[Stored data]
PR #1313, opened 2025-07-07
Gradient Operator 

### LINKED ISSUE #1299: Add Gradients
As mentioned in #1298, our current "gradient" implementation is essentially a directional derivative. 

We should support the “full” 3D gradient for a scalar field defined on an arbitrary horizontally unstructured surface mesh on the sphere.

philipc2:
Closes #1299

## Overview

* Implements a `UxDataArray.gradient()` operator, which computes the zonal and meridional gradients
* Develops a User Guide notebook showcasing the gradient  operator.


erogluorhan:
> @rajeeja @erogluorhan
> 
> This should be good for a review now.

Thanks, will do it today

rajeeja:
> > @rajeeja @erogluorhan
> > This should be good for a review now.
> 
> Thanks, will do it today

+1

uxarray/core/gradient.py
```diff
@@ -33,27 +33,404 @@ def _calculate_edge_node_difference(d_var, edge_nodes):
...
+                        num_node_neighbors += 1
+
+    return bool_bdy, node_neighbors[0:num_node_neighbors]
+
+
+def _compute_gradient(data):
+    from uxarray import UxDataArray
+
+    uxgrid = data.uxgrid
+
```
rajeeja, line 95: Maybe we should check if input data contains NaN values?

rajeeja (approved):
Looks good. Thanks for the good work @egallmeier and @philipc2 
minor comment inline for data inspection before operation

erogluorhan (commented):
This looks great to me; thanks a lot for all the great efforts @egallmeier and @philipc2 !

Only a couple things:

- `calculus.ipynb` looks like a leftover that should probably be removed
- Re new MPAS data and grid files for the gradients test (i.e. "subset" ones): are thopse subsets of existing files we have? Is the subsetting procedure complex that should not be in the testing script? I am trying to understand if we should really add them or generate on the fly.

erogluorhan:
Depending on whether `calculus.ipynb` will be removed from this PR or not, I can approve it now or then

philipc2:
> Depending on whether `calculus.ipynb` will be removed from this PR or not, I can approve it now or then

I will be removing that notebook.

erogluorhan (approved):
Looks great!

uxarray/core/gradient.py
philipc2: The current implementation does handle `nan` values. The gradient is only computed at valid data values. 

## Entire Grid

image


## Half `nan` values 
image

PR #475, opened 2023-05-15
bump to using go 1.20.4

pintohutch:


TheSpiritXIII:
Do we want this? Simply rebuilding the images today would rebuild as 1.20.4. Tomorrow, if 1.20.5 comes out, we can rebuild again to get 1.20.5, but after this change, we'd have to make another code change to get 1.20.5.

• _Problem_
Go through the entries above, and wherever a line holds the word "egallmeier", copy that line.

• _Task solution_
Looks good. Thanks for the good work @egallmeier and @philipc2 
This looks great to me; thanks a lot for all the great efforts @egallmeier and @philipc2 !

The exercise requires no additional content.